A comparative study of the adsorption of humic acid, fulvic acid and phenol onto Bacillus subtilis and activated sludge.

The adsorption of humic acid and fulvic acid onto Bacillus subtilis cells and activated sludge biomass was studied as a function of pH and incubation time. The adsorption of humic and fulvic acids was strongly pH-dependent and followed the same trend on both surfaces, increasing in a sigmoidal way with decreasing pH over the 2-10 pH range. This behaviour is explained in terms of hydrophobic interactions between the uncharged biomass and the uncharged humic and fulvic acids. In contrast, the adsorption of phenol onto B. subtilis cells and activated sludge biomass showed in both cases an optimum pH at around 7.0. This optimum value may be interpreted in terms of a combination of hydrophobic interactions and hydrogen bonds between undissociated phenol and polar groups on the cell walls. Kinetic studies on the adsorption of humic acid, fulvic acid and phenol onto B. subtilis cells and sludge biomass pointed to a rapid uptake of the substances, with an equilibrium time of about 30 min. In all cases, the kinetic curves were acceptably fitted by non-linear regression to an exponential function, suggesting a first-order kinetic phenomenon. The specific adsorption values collected at optimum pH revealed that with the materials used in this work both B. subtilis and activated sludge follow the same adsorption trend: humic>fulvic>phenol. The lower adsorption of fulvic acid as compared with humic acid may be explained in terms of its lower hydrophobicity rather than its lower molecular size.
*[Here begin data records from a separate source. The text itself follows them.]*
PR #1671, opened 2016-07-03
Listing apache httpd

jonenst:
html table listing + sort specs

Also while doing this, I needed a word to dynamically sort ascending or descending, I think we don't have one yet. Maybe add something like
```
: sort-with* ( seq quot asc? -- sortedseq )
      [ sort-with ] [ [ reverse ] unless ] bi* ; inline
! or <reversed> ??
! or reverse! ?
```

I also tried
```
: sort-with* ( seq quot: ( elt -- key ) asc? -- sortedseq )
    [ sort-with ] [ inv-sort-with ] if ; inline
```
but this generates each call to sort seem to generate 3kb of code so this adds 3kb of code...

Or maybe
```
: sort-with* ( seq quot asc? -- sortedseq ) '[ _ compare _ [ invert-comparison ] unless ] sort ; inline
```
but this does the test at every comparision..

and find a better name than sort-with* :)

### DIFF
--- a/basis/http/server/static/static.factor
+++ b/basis/http/server/static/static.factor
@@ -9,7 +9,7 @@ sorting logging calendar.format accessors splitting io io.files
 io.files.info io.directories io.pathnames io.encodings.binary
 fry xml.entities destructors urls html xml.syntax
 html.templates.fhtml http http.server http.server.responses
-http.server.redirection xml.writer ;
+http.server.redirection xml.writer locals ;
 QUALIFIED: sets
 
 TUPLE: file-responder root hook special index-names allow-listings ;
@@ -58,18 +58,54 @@ TUPLE: file-responder root hook special index-names allow-listings ;
 
 \ serve-file NOTICE add-input-logging
 
+:: file-html-template ( href size modified -- xml )
+    [XML
+        <tr>
+            <td><a href=<-href->><-href-></a></td>
+            <td align="right"><-modified-></td>
+            <td align="right"><-size-></td>
+        </tr>
+    XML] ;
+
 : file>html ( name -- xml )
-    dup link-info directory? [ "/" append ] when
-    dup [XML <li><a href=<->><-></a></li> XML] ;
+    dup link-info [
+        dup directory?
+        [ drop "/" append "-" ]
+        [ size>> number>string ] if
+    ] [ modified>> ] bi file-html-template ;
+
+: parent-dir-link ( -- xml )
+    "../" "" "" file-html-template ;
+
+: ?parent-dir-link ( -- xml/f )
+    url get [ path>> "/" = [ "" ] [ parent-dir-link ] if ] [ "" ] if* ;
+
+: listing-title ( -- title )
+    url get [ path>> "Index of " prepend ] [ "" ] if* ;
+
+:: listing-html-template ( title listing ?parent -- xml )
+    [XML <h1><-title-></h1>
+        <table>
+            <tr>
+                <th>Name</th>
+                <th>Last modified</th>
+                <th>Size</th>
+            </tr>
+            <tr><th colspan="5"><hr/></th></tr>
+            <-?parent->
+            <-listing->
+            <tr><th colspan="5"><hr/></th></tr>
+        </table>
+    XML] ;
+
+: listing ( path -- seq-xml )
+    [ natural-sort [ file>html ] map ] with-directory-files ;
+
+: listing-body ( title path -- xml )
+    listing ?parent-dir-link listing-html-template ;
 
 : directory>html ( path -- xml )
-    [ file-name ]
-    [ drop f ]
-    [
-        [ file-name ] [ [ natural-sort [ file>html ] map ] with-directory-files ] bi
-        [XML <h1><-></h1> <ul><-></ul> XML]
-    ] tri
-    simple-page ;
+    [ listing-title f over ] dip listing-body simple-page ;
 
 : list-directory ( directory -- response )
     file-responder get allow-listings>> [
--- a/basis/http/server/static/static.factor
+++ b/basis/http/server/static/static.factor
@@ -9,7 +9,7 @@ sorting logging calendar.format accessors splitting io io.files
 io.files.info io.directories io.pathnames io.encodings.binary
 fry xml.entities destructors urls html xml.syntax
 html.templates.fhtml http http.server http.server.responses
-http.server.redirection xml.writer locals ;
+http.server.redirection xml.writer locals combinators ;
 QUALIFIED: sets
 
 TUPLE: file-responder root hook special index-names allow-listings ;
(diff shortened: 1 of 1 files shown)


jonenst:
Ooops, broke the tests, fixed now.

jonenst:
Also for sort-with* I didn't consider a dynamic quot and call( X y -- <=> ) becuse I suspect it would be slower. Something like (untested)
```
: sort-with* ( seq quot asc? --  sortedseq )
[ [ compare ] curry ] dip
[ [ invert-comparison ] compose ] unless
[ call( x y -- <=> ) ] curry sort
```

bjourne:
Looks much better than before. You could write your sorting like this:

```factor
: sort-key ( {file,info} -- key )
    sort-column {
        { "M" [ second modified>> ] }
        { "S" [ second size-without-directories ] }
        { "N" [ first ] }
    } case ; inline

: sort-listing ( zipped-files-infos -- sorted )
    [ sort-key ] sort-with sort-asc? [ reverse ] unless ; inline
```

`sort-with*` could be something like:
```factor
: sort-with* ( seq quot: ( elt -- key ) asc? -- seq' )
    swap '[ _ [ swap ] unless _ compare ] sort ; inline
```

jonenst:
Using ```[ sort-key ] sort-with``` is doing the sort-order get and the case at each comparison, which I was trying to avoid. But in my code there is the problem that sort is called 3 times so that's 9kb of inline code.. I guess it's better your way for directory files because they are small lists anyway. Is that what you had in mind ?

Also, you really like it better when the case throws an exception for an invalid column request ?

Finally, regarding sort-with*
> sort-with* could be something like:
```
: sort-with* ( seq quot: ( elt -- key ) asc? -- seq' )
    swap '[ _ [ swap ] unless _ compare ] sort ; inline
```

This also does the test at every comparison, and I don't think it's better than what I wrote
```
: sort-with* ( seq quot asc? -- sortedseq )
'[ _ compare _ [ invert-comparison ] unless ] sort ; inline
```

which uses words from the linear protocol instead of assuming that ```swap <=>``` is equivalent to ```<=> invert-comparison```

bjourne:
Well, my suggestion was just for removing a little code duplication I saw. But it is true that it runs the `case` for each element and therefore is a bit slower.  Another way would be using the "call trick":

```factor
: key-quot ( sort-column -- key-quot )
    {
        { "M" [ second modified>> ] }
        { "S" [ second size-without-directories ] }
    } at [ first ] or ;

: sort-quot ( -- sort-quot )
    sort-column key-quot '[ _ compare ]
    sort-asc? [ \ invert-comparison suffix ] unless ;

: sort-listing ( zipped-files-infos -- sorted )
    sort-quot '[ _ call( obj1 obj2 -- <=> ) ] sort ;
```

jonenst:
> I didn't consider a dynamic quot and call( X y -- <=> ) because I suspect it would be slower.

So I don't think the "call trick" would solve the slowness problem :) And it adds complexity.

I think we can pull this as is, or apply your refactoring. Both are fine. It's not like we're sorting lists of millions of files.


For reference here's a quick benchmark:

 ```factor
SYMBOL: foosort
: a ( arr -- sorted )
foosort get
 {
   { "A" [ [ first ] sort-with ] }
   [ drop [ second ] sort-with ]
} case ; 
: b ( arr -- sorted )
 [ foosort get {
   { "A" [ first ] }
   [ drop second ]
} case ] sort-with ; 
: c ( arr -- sorted )
 foosort get [  {
   { "A" [ first ] }
   [ drop second ]
} case ] curry sort-with ; 
: d ( arr -- sorted )
 foosort get {
   { "A" [ [ first ] ] }
   [ drop [ second ] ]
} case [ compare ] curry [ call( x y -- <=> ) ] curry sort ; 

"B" foosort set
1000000 [ 2 [ random-32 ] replicate ] replicate
gc [ a ] time drop
1000000 [ 2 [ random-32 ] replicate ] replicate
gc [ b ] time drop
1000000 [ 2 [ random-32 ] replicate ] replicate
gc [ c ] time drop
1000000 [ 2 [ random-32 ] replicate ] replicate
gc [ d ] time drop
```
Running time: 1.047180931 seconds
Running time: 1.661074428 seconds
Running time: 1.305837008 seconds
Running time: 3.297530013 seconds

File: basis/http/server/static/static.factor [hunk 1]
```diff
@@ -58,18 +58,98 @@ TUPLE: file-responder root hook special index-names allow-listings ;
...
-    simple-page ;
+        dup directory?
+        [ drop "/" append "-" ]
+        [ size>> number>string ] if
+    ] [ modified>> ] bi file-html-template ;
+
+: parent-dir-link ( -- xml )
+    "../" "" "" file-html-template ;
+
+: ?parent-dir-link ( -- xml/f )
```
mrjbq7: When does this return ``f``? It looks like it returns empty string?

basis/http/server/static/static.factor
```diff
@@ -58,18 +58,98 @@ TUPLE: file-responder root hook special index-names allow-listings ;
...
+
+: sort-listing ( zipped-files-infos -- sorted )
+    sort-column {
+        { "M" [ sort-with-modified ] }
+        { "S" [ sort-with-size ] }
+        [ drop sort-with-name ]
+    } case ; inline
+
+: zip-files-infos ( files -- zipped )
+    dup [ link-info ] map zip ;
```
mrjbq7: Can also do ``[ dup link-info ] { } map>assoc``...

basis/http/server/static/static.factor
```diff
@@ -58,18 +58,98 @@ TUPLE: file-responder root hook special index-names allow-listings ;
...
+                <th><a href=<-CO-S->>Size</a></th>
+            </tr>
+            <tr><th colspan="5"><hr/></th></tr>
+            <-?parent->
+            <-listing->
+            <tr><th colspan="5"><hr/></th></tr>
+        </table>
+    XML] ;
+
+: sort-column ( -- column ) params get "C" of "N" or ;
```
mrjbq7: Do these query parameters match apache? I haven't looked...

basis/http/server/static/static.factor
```diff
@@ -58,18 +58,98 @@ TUPLE: file-responder root hook special index-names allow-listings ;
...
+    [ first ] listing-sort-with ;
+
+: sort-with-modified ( {file,info} -- sorted )
+    [ second modified>> ] listing-sort-with ;
+
+: size-without-directories ( info -- size )
+    dup directory? [ drop -1 ] [ size>> ] if ;
+
+: sort-with-size ( {file,info} -- sorted )
+    [ second size-without-directories ] listing-sort-with ;
```
mrjbq7: Another idea might be to make a tuple that has the ``{ name modified size }`` slots and then use ``sorting.slots`` to do a secondary sort when sorting by size or modified in case of identical size/modified slots.

```{ "size" "name" } sort-by```

```{ "size" "modified" } sort-by```

mrjbq7:
I merged this PR, if you want to address any of the suggestions/comments I made in a second PR that would be fine.

Thanks!!

mrjbq7:
Also, I suspect "sort speed" isn't important for this -- wouldn't the list of files have to be huge before that mattered?

PR #1678, opened 2016-07-25
windows.fonts: call reset-memoized for windows-fonts on startup

AlexIljin:
Please, accept this humble contribution. That's all I have, but I see that you need it more than I do.


mrjbq7:
Merged, thanks.

PR #1680, opened 2016-07-30
NaNs

jonenst:
So I set out to improve factor's printing of NaNs...
Before this PR, all nans prettyprintted as "NAN: payload" (no sign), and `number>string`'d as 0/0.. So for prettyprint, both negative and positive nans with the same payload had the same prettyprinted representation.
Also, entering 0/0. in the listener showed as `NAN: 8000000000000`

At commit b875554ff03, both these issues are fixed (there's a catch, I made the prettyprinter use  `0/0. fp-bitwise=` and I'm not sure if 0/0. is the same value on all platform. So a float might prettyprint as 0/0. on some platform and NAN: xxx on another.. Or the prettyprinted representation "0/0." might unparse to different floats, whereas before NAN: XXX was more precise. Not sure if that's a problem) 

After that, I was thinking that glibc prints nans as "-nan" or "nan", so we could use "0/0." and "-0/0." for number>string. And prettyprint "-0/0." as "-0/0." instead of `NAN: fff8000000000000`
But on my hardware, 0/0. is actually NAN: fff8000000000000 (negative nan) (same for -1 fsqrt ; or other operations with NaNs). So I had to add some code to force the sign of nans in the parse for 0/0. and -0/0.

So depending on what people like, we can merge this PR fully, or just until b875554ff03. What do you think ?

### DIFF
--- a/basis/prettyprint/backend/backend.factor
+++ b/basis/prettyprint/backend/backend.factor
@@ -83,7 +83,7 @@ M: real pprint*
 
 M: float pprint*
     dup fp-nan? [
-        \ NAN: [ fp-nan-payload >hex text ] pprint-prefix
+        \ NAN: [ double>bits >hex text ] pprint-prefix
     ] [
         number-base get {
             { 10 [ number>string text ] }
--- a/basis/prettyprint/backend/backend.factor
+++ b/basis/prettyprint/backend/backend.factor
@@ -82,8 +82,8 @@ M: real pprint*
     } case ;
 
 : nan-with-payload? ( f -- ? )
-    [ fp-nan? ] [ 0/0. fp-bitwise= not ]
-    bi and ; inline
+    [ fp-nan? ] [ 0/0. fp-bitwise= not ] [ -0/0. fp-bitwise= not ]
+    tri and and ; inline
 
 M: float pprint*
     dup nan-with-payload? [
--- a/basis/prettyprint/backend/backend.factor
+++ b/basis/prettyprint/backend/backend.factor
@@ -81,8 +81,12 @@ M: real pprint*
         [ unsupported-number-base ]
     } case ;
 
+: nan-with-payload? ( f -- ? )
+    [ fp-nan? ] [ 0/0. fp-bitwise= not ]
+    bi and ; inline
+
 M: float pprint*
-    dup fp-nan? [
+    dup nan-with-payload? [
         \ NAN: [ double>bits >hex text ] pprint-prefix
     ] [
         number-base get {
--- a/basis/prettyprint/prettyprint-tests.factor
+++ b/basis/prettyprint/prettyprint-tests.factor
@@ -20,6 +20,7 @@ IN: prettyprint.tests
 { "0x1.0p3" } [ 16 number-base [ 8.0 unparse ] with-variable ] unit-test
 { "1267650600228229401496703205376" } [ 1 100 shift unparse ] unit-test
 { "NAN: 7ff80000deafbeef" } [ NAN: 7ff80000deafbeef unparse ] unit-test
+{ "0/0." } [ 0/0. unparse ] unit-test
 
 { "+" } [ \ + unparse ] unit-test
 
--- a/basis/prettyprint/prettyprint-tests.factor
+++ b/basis/prettyprint/prettyprint-tests.factor
@@ -21,6 +21,7 @@ IN: prettyprint.tests
 { "1267650600228229401496703205376" } [ 1 100 shift unparse ] unit-test
 { "NAN: 7ff80000deafbeef" } [ NAN: 7ff80000deafbeef unparse ] unit-test
 { "0/0." } [ 0/0. unparse ] unit-test
+{ "-0/0." } [ -0/0. unparse ] unit-test
 
 { "+" } [ \ + unparse ] unit-test
 
--- a/basis/prettyprint/prettyprint-tests.factor
+++ b/basis/prettyprint/prettyprint-tests.factor
@@ -19,6 +19,7 @@ IN: prettyprint.tests
 [ 8 number-base [ 8.0 unparse ] with-variable ] [ unsupported-number-base? ] must-fail-with
 { "0x1.0p3" } [ 16 number-base [ 8.0 unparse ] with-variable ] unit-test
 { "1267650600228229401496703205376" } [ 1 100 shift unparse ] unit-test
+{ "NAN: 7ff80000deafbeef" } [ NAN: 7ff80000deafbeef unparse ] unit-test
 
 { "+" } [ \ + unparse ] unit-test
 
--- a/core/math/parser/parser-tests.factor
+++ b/core/math/parser/parser-tests.factor
@@ -1,4 +1,5 @@
-USING: layouts literals math math.parser sequences tools.test ;
+USING: kernel layouts literals math math.parser
+math.parser.private sequences splitting tools.test ;
 
 { f }
 [ f string>number ]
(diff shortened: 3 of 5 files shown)


bjourne:
It's a very tricky subject but great that someone is spending time with it. I wonder do we need negative NaNs at all? I'm reading this thread (https://bugs.python.org/issue23185) and it seems NaNs, in contrast to positive and negative infinity, can be thought of to be signless. I don't understand why we even have the NAN: 1234... syntax because all NaNs are the same and it doesn't matter what the payload bits are. Like why not use `0/0.` for NaN everywhere?

mrjbq7:
The thought was that two NaN's that are not bit wise equal should look different. I kinda like `0/0.` for all NaN's with maybe throwing `NaN` Into the ring.

mrjbq7:
I'm also confused about the sign of NaN's.  I think they should be unsigned because they aren't numbers.

erg:
Negative nans are subjective, but nan payloads are a parlour trick/compiler optimization opportunity.

Factor doesnt use them, but it could. I believe luajit uses the nan payload for some sort of optimization (google it).

erg:
Literally not a number.

jonenst:
I like "0/0." more than "NaN" for symmetry with "1/0." . I also like that number>string gives a simpler version than the prettyprinter.
I think the sign bit of nans is as important as important as any other bit of the payload. So if we prettyprint nans with their payloads, we should print the sign too.

So I think I'm leaning towards not printing the sign of nans in number>string and printing the full 64 bits of nans in the prettyprinter, except for the one default nan NAN: fff8000000000000 (ie just merge b875554 , not the full PR)

Another point that could be improved is that the signaling bit is more important than the sign bit.
Maybe add something like QNAN: and SNAN: ? And An advantage of the "NaN" syntax over "0/0." is that you can also have "qNaN" and "sNaN". I wonder if we can have both the signaling/quiet information and a syntax like "1/0." ...

mrjbq7:
I kind of think number>string should be consistent with the pretty printer.

mrjbq7:
I'd love to merge these PR's if it makes sense... where were we with them?

jonenst:
For me, the first commit doesn't raise any question. It should go in. There's no reason not to show the sign bit of the nan when already writing the full payload in hex (except backwards compatibility..?)

For the rest, we basically when need to decide things:
- should number>string behave like the glibc and print the negative sign of nans with "-" ?
- should number>string print the signalling bit in a specific manner (like the sign bit with "-". Maybe "0/0!" vs "0/0." ?)
- should number>string print all the payload and sign so that string>number can round trip the exact nan ?
- should number>string switch to NaN instead of 0/0. ? (with possible variants qNaN sNaN -qNaN -sNan ?)

- should the prettyprinter print all NaNs as NAN: XXXX or special case some NaNs (output the litterals from number>string, like 0/0. for example)

- should 0/0. have the same bits on all platforms ?
- should 0/0. be the positive quiet nan on all platforms ?
- should 0. 0. / or -1 fsqrt be number>string'd "-0/0." ? prettyprinted "-0/0." ? 

The current approach is the simplest: number>string always prints 0/0. ; prettyprinter always print NAN: XXXX; 0/0. is platform dependant (negative on x86_64) because it is the same as ```0. 0. /```.

I think we should make 0/0. guaranteed to be the positive quiet nan on all platforms (also guarantee the values of -0/0. and the signalling variants (0/0! and -0/0!)), display the sign and signaling bit in number>string, accept those representations in string>number, and special case the prettying printer so that those nans are printed as their litteral value. This would make factor a very powerful language to deal with floats (it would go well with the math.floats.env which allows a very fined grain control over floats). The cost is extra complexity, people might be surprised when they see negative nans or signaling nans (eg bugs like http://stackoverflow.com/questions/3772835/getting-a-negative-nan-on-g-4-4-3-is-this-standard ).

Another approach is to keep the current simple system. I'm not sure how useful NaNs are. Having factor handle them with the previous approach would be impressive and empowering, but might have a practical negative net effect because more people want simple things.

jonenst:
Also note that the PR in its current state does not do what I proposed. When we agree on what to do, we can write the code :)

mrjbq7:
I love the idea of best-in-class proper NaN handling (qNaN, sNan, etc.).  I'm not sure what the best convention is (`0/0` seems okay), but one thing that I'd like if possible is that visible NaN's have a single bit-representation, or rather that a prettyprinted NaN can be converted back into the exact float that it came from (one reason I like the change to print the payload even though it's a little weird).

mrjbq7:
I suck at your NaN pull requests.  It's hard to remember what we wanted to merge and what was still under discussion.  Sorry!

jonenst:
Ha no worries, deciding things like this is hard ! And not much has been decided yet :)

A) nan printing: need to decide how smart we want to be to represent nans. The simplest/dumbest is to always print NAN: XXX (full 64 bits). The smartest is to represent the "default" nans as some variation of "0/0." or some other literal "NaN" with the sign and the quiet/signaling bit. 

B) if we go for some kind of "[-]0/0." we need to decide if we want the bitwise value to be cross platform or not. For example now "0/0." actually does "0. 0. /f" which uses a floating point division, so it uses the value defined in the hardware of the machine compiling the source code (for x86_64, that's a NaN with a quiet nan with a null payload and a negative sign 0xfff8000000000000). 

For A, I think we should aim for the smartest ! sign and signaling and "nice" default nans. Quiet nans as "[-]0/0" .for signaling nans, I think I like "0./0" the most ? Or "0//0." ? Or "0./0!" ? I don't like "0/0" for signaling NaN because I find it to close to "0 0 /" which is integer math... I also thought of things like "0/0.!" or variations but find them all ugly.

For B, I think we should set them:
0/0. : 0x7ff8000000000000
-0/0. : 0xfff8000000000000
0./0 : 0x7ff4000000000000
-0./0 : 0xfff4000000000000

Also, look at the questions I asked in the previous post, they are all about these 2 subjects.

Cheers,
Jon

mrjbq7:
Merged all the things that make sense in abc67c73d29ab66997b51767f08e44e14f9b1999.

Belated thanks!

jonenst:
Thank you ! Sorry for not being able to "finish" this

mrjbq7:
Do you have any tips on fixing this?

```
IN: scratchpad 0.0 0.0 float/f .
-0/0.
```

jonenst:
I will try to remember what I found when I investigated this. I mentionned this
> "0/0." actually does "0. 0. /f" which uses a floating point division, so it uses the value defined in the hardware of the machine compiling the source code (for x86_64, that's a NaN with a quiet nan with a null payload and a negative sign 0xfff8000000000000).

Will get back to you

mrjbq7:
Okay, workaround here in 187c3240fbac2dd086cd24a89304b52d097731a3.

jonenst:
So yeah, we could choose to display the quiet *negative* nan with 0 payload as "0/0." because its the result of 0. 0. float/f (and also -1 fsqrt and many others) on the most common platform (x86) (not sure about other platforms). But "0/0." is already used by the quiet *positive* nan with 0 payload. So for homoiconicity we should choose a new name for this one, like NAN: 0 or something? That would be a non backwards compatible change.

However I don't know if the benefits are worth the costs. How many people will be tripped up by the fact that they think that "0/0." should be a positive nan? To be compared with the number of people who will be tripped up by the fact that their hardware returns a negative nan for `0. 0. float/f`.

Side note, the way I implemented and what is in current master is that `"0/0." string>number` is still platform-dependant (only the sign bit is forced after the 0. 0. float/f). Maybe we should make it fully portable by not doing `0. 0. float/f` at all and hardcoding the resulting nan (sign, quiet=0, payload=0) ?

On comparing the specific adsorption values of activated sludge versus B. subtilis, similar but lower figures were found for the three organic compounds studied. This similar behaviour suggests that both types of biomass base their adsorption capacity on the general characteristics of the bacterial cell wall, and the lower adsorption by the sludge would be due to a lower specific area due to clustering of the cells. This is remarkable, since sludge is a heterogeneous and cheap material in comparison with cultured bacterial cells.